- _TASK DIRECTIONS_
The lines to repeat are those below from the one containing "Fix issue 199: added" down to the one containing "rebased and merged to master. Thanks!", both included; reproduce them exactly and nothing else.

━━━━━━━━━━

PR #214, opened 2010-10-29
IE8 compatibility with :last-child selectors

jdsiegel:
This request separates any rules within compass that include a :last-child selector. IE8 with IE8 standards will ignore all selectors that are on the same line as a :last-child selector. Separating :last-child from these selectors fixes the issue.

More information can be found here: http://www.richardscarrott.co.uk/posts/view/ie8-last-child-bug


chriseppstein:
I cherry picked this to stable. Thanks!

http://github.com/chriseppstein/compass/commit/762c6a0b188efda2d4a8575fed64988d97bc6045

━━━━━━━━━━

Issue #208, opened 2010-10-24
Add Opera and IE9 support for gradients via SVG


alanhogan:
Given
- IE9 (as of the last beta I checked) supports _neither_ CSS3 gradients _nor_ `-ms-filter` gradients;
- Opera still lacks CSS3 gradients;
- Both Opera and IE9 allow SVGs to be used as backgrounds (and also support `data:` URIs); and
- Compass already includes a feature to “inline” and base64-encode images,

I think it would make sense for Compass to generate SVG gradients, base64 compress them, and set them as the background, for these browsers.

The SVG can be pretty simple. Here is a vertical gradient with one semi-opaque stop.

━━━━━━━━━━

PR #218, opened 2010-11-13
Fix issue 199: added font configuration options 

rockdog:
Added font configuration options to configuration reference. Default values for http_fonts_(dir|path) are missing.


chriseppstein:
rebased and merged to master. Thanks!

━━━━━━━━━━

- _SOLUTION BELOW_
Fix issue 199: added font configuration options 

rockdog:
Added font configuration options to configuration reference. Default values for http_fonts_(dir|path) are missing.


chriseppstein:
rebased and merged to master. Thanks!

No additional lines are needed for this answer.